Exercise prompt: Return only the lines from the one containing "The Lotka-Volterra test" to the end of the entries below, exactly as written, both ends included.

★ ★ ★

PR #485, opened 2026-05-01
Fix MIRK/FIRK adaptive mesh refinement under RAT v4 (closes #484)

### LINKED ISSUE #484: MIRK 1.15+ adaptive mesh refinement: UndefRefError on nonlinear BVPs
## Summary

`BoundaryValueDiffEqMIRK` 1.15.0 and 1.16.0 throw `UndefRefError` from inside `__perform_mirk_iteration` (mesh refinement code) when solving sufficiently nonlinear BVPs with default kwargs. Setting `adaptive = false` is a clean workaround. MIRK 1.14.0 works correctly on the same problem (with old SciMLBase 2 stack).

## Versions

- `BoundaryValueDiffEqMIRK` v1.15.0, v1.16.0 — affected
- `BoundaryValueDiffEqMIRK` v1.14.0 — not affected
- `BoundaryValueDiffEqCore` 2.5.0
- `SciMLBase` 3.7.1
- `RecursiveArrayTools` 4.3.0
- Julia 1.12.6

## MWE

Standalone — no Manifolds.jl needed. The ODE is the torus geodesic system on a `(R=3, r=2)` torus (smooth and nonlinear enough that the solver decides to refine the mesh).

```julia
using BoundaryValueDiffEqMIRK

const R = 3.0
const r = 2.0

function f!(du, u, p, t)
    sinθ, cosθ = sincos(u[1])
    R_θ = R + r * cosθ
    du[1] = u[3]
    du[2] = u[4]
    du[3] = -u[4]^2 * R_θ * sinθ / r
    du[4] = 2 * r * sinθ / R_θ * u[3] * u[4]
end

a1 = [0.5, -1.2]
a2 = [-0.5, 0.3]

function bc!(residual, u, p, t)
    ua = u(0.0)
    ub = u(1.0)
    residual[1:2] = ua[1:2] - a1
    residual[3:4] = ub[1:2] - a2
end

prob = BVProblem(f!, bc!, vcat(a1, zero(a1)), (0.0, 1.0))
solve(prob, MIRK4(); dt = 0.05)            # ERROR: UndefRefError
solve(prob, MIRK4(); dt = 0.05, adaptive = false)  # Success
```

## Failing trace

```
ERROR: UndefRefError: access to undefined reference
Stacktrace:
  [1] getindex
    @ ./essentials.jl:920 [inlined]
  [2] __perform_mirk_iteration(cache::BoundaryValueDiffEqMIRK.MIRKCache{...})
    @ BoundaryValueDiffEqMIRK ~/.julia/packages/BoundaryValueDiffEqMIRK/dR6jB/src/mirk.jl:342
  [3] solve!(cache::BoundaryValueDiffEqMIRK.MIRKCache{...})
    @ BoundaryValueDiffEqMIRK ~/.julia/packages/BoundaryValueDiffEqMIRK/dR6jB/src/mirk.jl:275
  ...
```

## Likely culprit

`mirk.jl:342` in MIRK 1.16 (https://github.com/SciML/BoundaryValueDiffEq.jl/blob/master/lib/BoundaryValueDiffEqMIRK/src/mirk.jl#L334-L346):

```julia
if info == ReturnCode.Success # Nonlinear Solve Successful and defect norm is acceptable
    if error_norm > abstol
        # We construct a new mesh to equidistribute the defect
        mesh, mesh_dt, _, info = mesh_selector!(cache, controller)
        if info == ReturnCode.Success
            (length(mesh) < length(cache.mesh)) &&
                __resize!(cache.y₀, length(cache.mesh), cache.M)
            for (i, m) in enumerate(cache.mesh)
                interp_eval!(cache.y₀.u[i], cache, m, mesh, mesh_dt)
            end
            __expand_cache!(cache)
        end
    end
end
```

`__resize!` only fires when the new `mesh` is strictly shorter than `cache.mesh`. The subsequent loop iterates `cache.mesh` and writes into `cache.y₀.u[i]`, so it relies on `length(cache.y₀.u) >= length(cache.mesh)`. If `cache.y₀.u` was allocated with placeholder slots that were never filled (the `safe_similar(u0, ifelse(adaptive, N, 0))` path in `__init`, where the inner vectors are length-0), then `cache.y₀.u[i]` may be an undef-ref `Vector{Float64}` and the `getindex` inside `interp_eval!` blows up.

## Impact

This blocks every Manifolds.jl user who hits `solve_chart_log_bvp` / `estimate_distance_from_bvp` on the SciMLBase 3 stack (https://github.com/JuliaManifolds/Manifolds.jl/pull/887). The Manifolds extension currently works around it with `adaptive = false`, but ideally users should be able to opt back into adaptive refinement once this is fixed.

## Workaround

Pass `adaptive = false` to `solve` when using MIRK on a nonlinear BVP that would otherwise trigger refinement.

ChrisRackauckas-Claude:
## Summary

- Closes #484 (`UndefRefError` from MIRK 1.15+ adaptive mesh refinement on nonlinear BVPs).
- Root cause: `__resize!(::AbstractVectorOfArray, n, M)` in `BoundaryValueDiffEqCore/src/utils.jl` (and the FIRK-specific overloads in `BoundaryValueDiffEqFIRK/src/utils.jl`) were missed by the SciMLBase-v3 / RecursiveArrayTools-v4 compat patch (bea82b8). Under RAT v4, `AbstractVectorOfArray` subtypes `AbstractArray` with column-major linear-indexing semantics, so `length(x)` returns the total scalar count and `last(x)` returns the last scalar. The old code used both as if they were the timestep count / last timestep vector, so `N` was miscomputed and the inner `x.u` was never appended to.
- Bumps `BoundaryValueDiffEqCore` patch version to `2.5.1`.
- Adds a regression `@testitem` in `mirk_basic_tests.jl` based on the issue MWE (torus geodesic BVP — smooth and nonlinear enough that the solver decides to refine).

## Diff

```julia
# Before (BoundaryValueDiffEqCore/src/utils.jl)
function __resize!(x::AbstractVectorOfArray, n, M)
    N = n - length(x)                                                                    # ← scalar count under RAT v4
    N == 0 && return x
    N > 0 ? append!(x, VectorOfArray([safe_similar(last(x)) for _ in 1:N])) : resize!(x, n)
                                                #          ^^^^^^^^^^ last scalar under RAT v4
    return x
end

# After
function __resize!(x::AbstractVectorOfArray, n, M)
    N = n - length(x.u)
    N == 0 && return x
    N > 0 ? append!(x.u, [safe_similar(last(x.u)) for _ in 1:N]) : resize!(x, n)
    return x
end
```

Same pattern applied to the FIRK-specific overloads for `FIRKTableau{false}` and `FIRKTableau{true}`. `resize!(x, n)` is left as-is because RAT v4's `Base.resize!(::AbstractVectorOfArray, ::Integer)` already delegates to `resize!(x.u, n)`.

## Local verification

Issue 484 MWE on Julia 1.12.4 with this branch:

```
=== Adaptive (the failing case) ===
retcode: Success  length(sol.u): 41
sol.u[1]: [0.5, -1.2, -0.4865496830944581, 1.5910097544175474]
sol.u[end]: [-0.5, 0.3, -0.4865763588189779, 1.591006957693632]
SUCCESS: adaptive ran without UndefRefError

=== Non-adaptive (the workaround, should still work) ===
retcode: Success  length(sol2.u): 21
SUCCESS: adaptive=false still works
```

## Test plan

- [ ] CI: BoundaryValueDiffEqCore tests pass
- [ ] CI: BoundaryValueDiffEqMIRK tests pass (incl. the new "Adaptive mesh refinement (issue 484)" testitem)
- [ ] CI: BoundaryValueDiffEqFIRK tests pass
- [ ] Manifolds.jl downstream (the original consumer) — they currently work around with `adaptive = false`; once this lands they can drop the workaround.

### DIFF
--- a/lib/BoundaryValueDiffEqMIRK/test/mirk_basic_tests.jl
+++ b/lib/BoundaryValueDiffEqMIRK/test/mirk_basic_tests.jl
@@ -712,3 +712,39 @@ end
     sol2 = solve(bvp2, MIRK4(), dt = 0.1, adaptive = false, nlsolve_kwargs = (; maxiters = 0))
     @test sol2.u == u_guess
 end
+
+# https://github.com/SciML/BoundaryValueDiffEq.jl/issues/484
+# Adaptive mesh refinement on a sufficiently nonlinear BVP must not throw
+# UndefRefError. The torus geodesic system is smooth and nonlinear enough
+# that the solver decides to refine the mesh.
+@testitem "Adaptive mesh refinement (issue 484)" begin
+    using BoundaryValueDiffEqMIRK
+
+    R = 3.0
+    r = 2.0
+
+    function f!(du, u, p, t)
+        sinθ, cosθ = sincos(u[1])
+        R_θ = R + r * cosθ
+        du[1] = u[3]
+        du[2] = u[4]
+        du[3] = -u[4]^2 * R_θ * sinθ / r
+        du[4] = 2 * r * sinθ / R_θ * u[3] * u[4]
+    end
+
+    a1 = [0.5, -1.2]
+    a2 = [-0.5, 0.3]
+
+    function bc!(residual, u, p, t)
+        ua = u(0.0)
+        ub = u(1.0)
+        residual[1:2] = ua[1:2] - a1
+        residual[3:4] = ub[1:2] - a2
+    end
+
+    prob = BVProblem(f!, bc!, vcat(a1, zero(a1)), (0.0, 1.0))
+    sol = solve(prob, MIRK4(); dt = 0.05)
+    @test SciMLBase.successful_retcode(sol)
+    @test sol.u[1][1:2] ≈ a1 atol = 1.0e-8
+    @test sol.u[end][1:2] ≈ a2 atol = 1.0e-8
+end
--- a/lib/BoundaryValueDiffEqMIRKN/Project.toml
+++ b/lib/BoundaryValueDiffEqMIRKN/Project.toml
@@ -1,7 +1,7 @@
 name = "BoundaryValueDiffEqMIRKN"
 uuid = "9255f1d6-53bf-473e-b6bd-23f1ff009da4"
 authors = ["Qingyu Qu <erikqqy123@gmail.com>"]
-version = "1.15.0"
+version = "1.15.1"
 
 [deps]
 ADTypes = "47edcb42-4c32-4615-8424-f2b9edc5f35b"
--- a/lib/BoundaryValueDiffEqMIRKN/src/mirkn.jl
+++ b/lib/BoundaryValueDiffEqMIRKN/src/mirkn.jl
@@ -137,7 +137,7 @@ function SciMLBase.solve!(cache::MIRKNCache{iip, T}) where {iip, T}
 end
 
 function __perform_mirkn_iteration(cache::MIRKNCache)
-    nlprob = __construct_nlproblem(cache, vec(cache.y₀), copy(cache.y₀))
+    nlprob = __construct_nlproblem(cache, copy(vec(cache.y₀)), copy(cache.y₀))
     solve_alg = __concrete_solve_algorithm(nlprob, cache.alg.nlsolve, cache.alg.optimize)
     kwargs = __concrete_kwargs(
         cache.alg.nlsolve, cache.alg.optimize, cache.nlsolve_kwargs, cache.optimize_kwargs,


ChrisRackauckas-Claude:
Fixed three more RAT-v4 iteration semantics misses surfaced by the LTS CI run on the previous commit:

| Location | Pattern | Symptom on CI |
|---|---|---|
| `lib/BoundaryValueDiffEqMIRK/src/adaptivity.jl:39,93,148` | `[maximum(abs, d) for d in errors]` (`cache.errors::VectorOfArray`) | `DimensionMismatch: array could not be broadcast to match destination` at `ŝ ./= mesh_dt` (test "Mesh redistribution in adaptivity / MIRK3") |
| `lib/BoundaryValueDiffEqFIRK/src/adaptivity.jl:263` | same pattern with `defect` | (would surface in any FIRK adaptive run that hits redistribution) |
| `lib/BoundaryValueDiffEqShooting/src/multiple_shooting.jl:531-532` | `length(first(u0_))`, `similar(first(u0_), …)` (`u0_::VectorOfArray`) | `MethodError: no method matching similar(::Float64, ::Int64)` (test "Manifolds.jl Integration / Initial Guess Functions") |

All three are the same class of bug: under RAT v4, iterating / `first` / `last` on an `AbstractVectorOfArray` works on scalars (`prod(size(x))` length) instead of timesteps. Fix is the same surgical pattern as the previous commit — switch to `.u` / `first(x.u)`.

Local re-run of the failing testitem on Julia 1.12.4:

```
--- MIRK2 ---
retcode: Failure  length(sol.u): 801   # convergence-only failure, not a crash
--- MIRK3 ---
retcode: Success  length(sol.u): 1804
--- MIRK4 ---
retcode: Success  length(sol.u): 360
--- MIRK5 ---
retcode: Success  length(sol.u): 703
--- MIRK6 ---
retcode: Success  length(sol.u): 297
```

Bumps MIRK / FIRK / Shooting patch versions to 1.16.1.

ChrisRackauckas-Claude:
1.11/lts CI failure analysis: this isn't a fresh RAT issue — it's a pre-existing type instability that was masked on master.

**What's happening**

`@inferred solve(mpbvp_iip, MIRK2(; jac_alg); dt = 0.2)` produces an inferred type with the inner `original::SciMLBase.NonlinearSolution{T, N, uType, R, P, A, O, uType2, S, Tr}` UnionAll'd over **all** parameters — i.e., inference loses every parameter of the nested NonlinearSolution. The actual return is fully concrete, hence the `@inferred` mismatch. Root cause is the NonlinearSolve polyalg returning one of several `NonlinearSolution{...}` variants and inference giving up rather than computing a tight Union.

**Why master CI passed but this PR fails**

The Lotka-Volterra test problem is right at the boundary of triggering adaptive mesh refinement. On the master CI runner numerics it converges before refinement, so `mesh_selector!` is never reached and `__perform_mirk_iteration` runs exactly once — only one `NonlinearSolution` ever gets constructed at runtime, which apparently lets inference stay tighter for that path. Locally on Julia 1.11.9 (and on the d11a29b CI runner), the same problem **does** trigger refinement, and inference widens. Reproduced locally:

```
=== Test 1: solve runs ===
retcode: Success  type: ODESolution{Float64, 2, Vector{Vector{Float64}}, …, NonlinearSolution{Float64, 1, Vector{Float64}, …}, Nothing}

=== Test 2: @inferred ===
FAIL: ErrorException
return type ODESolution{…, NonlinearSolution{Float64, 1, …}, Nothing}
does not match inferred return type ODESolution{…, NonlinearSolution{T, N, uType, R, P, A, O, uType2, S, Tr}, Nothing} where {…}
```

I confirmed by reverting just the second commit (`d11a29b`) on top of master locally — that variant doesn't reach `@inferred` at all, because `solve` itself `DimensionMismatch`'s in `mesh_selector!`. So nothing in this PR newly broke type inference; the PR just made the path reachable.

★ ★ ★

Solution for this exercise:
The Lotka-Volterra test problem is right at the boundary of triggering adaptive mesh refinement. On the master CI runner numerics it converges before refinement, so `mesh_selector!` is never reached and `__perform_mirk_iteration` runs exactly once — only one `NonlinearSolution` ever gets constructed at runtime, which apparently lets inference stay tighter for that path. Locally on Julia 1.11.9 (and on the d11a29b CI runner), the same problem **does** trigger refinement, and inference widens. Reproduced locally:

```
=== Test 1: solve runs ===
retcode: Success  type: ODESolution{Float64, 2, Vector{Vector{Float64}}, …, NonlinearSolution{Float64, 1, Vector{Float64}, …}, Nothing}

=== Test 2: @inferred ===
FAIL: ErrorException
return type ODESolution{…, NonlinearSolution{Float64, 1, …}, Nothing}
does not match inferred return type ODESolution{…, NonlinearSolution{T, N, uType, R, P, A, O, uType2, S, Tr}, Nothing} where {…}
```

I confirmed by reverting just the second commit (`d11a29b`) on top of master locally — that variant doesn't reach `@inferred` at all, because `solve` itself `DimensionMismatch`'s in `mesh_selector!`. So nothing in this PR newly broke type inference; the PR just made the path reachable.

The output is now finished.